The DB Museum in Koblenz was opened on 21 April 2001 as the first remote site of the Nuremberg Transport Museum. It is run by volunteer workers as part of the Stiftung Bahn-Sozialwerk (BSW), a kind of railway workers social service organisation, and has its origins in a BSW's 'Group for the Preservation of Historical Railway Vehicles' at Koblenz.

== Emergence ==
The DB Museum, Koblenz, is housed in the former goods wagon repair shop (Ausbesserungswerk) in the Koblenz district of Lützel. The site was built in 1905 as part of the rebuilding and expansion of Lützel goods station into the Koblenz-Lützel locomotive depot (Bahnbetriebswerk).

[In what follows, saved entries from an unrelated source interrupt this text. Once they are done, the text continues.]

PR #775, opened 2026-08-08
fix cross-reference for the origin Client Identifier Prefix

marcoscaceres:
The `origin` Client Identifier Prefix says it is defined in Appendix A.2, Request, which does not mention it; the rule is in Appendix A.4, Response, which three other cross-references in this document already point at. Changed in both 1.0 and 1.1.


c2bo (approved):

jogu (approved):

marcoscaceres:
(not sure what the process is, but I guess someone will merge this for me 🙏 )

fkj (approved):

dpostnikov (approved):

Originally the facility included a large roundhouse with two turntables, where the goods locomotives were stabled, as well as a wagon shed in which goods wagons were repaired until 1995. Today it accommodates the vehicles belonging to the DB Museum at Koblenz. The old Bahnbetriebswerk was dismantled bit by bit up to the early 1980s.

== Exhibits ==
Various exhibits are displayed on the open part of the site. The museum's collection of vehicles includes more than 20 locomotives and wagons. The central themes of the exhibitions are electric trains and travelling by rail. In addition to the exhibits of actual vehicles, these themes are expanded by means of photographs, pictures and models in the museum rooms.

== Other facilities==
Books, model railway items and other gifts with a railway theme may be found in the small shop at the entrance.

A model railway, built in modular (Nordmodul) fashion, recalls the atmosphere of the steam age in the post-war years. Outside in the open air, a 110 m^{2} LGB garden railway layout is being constructed.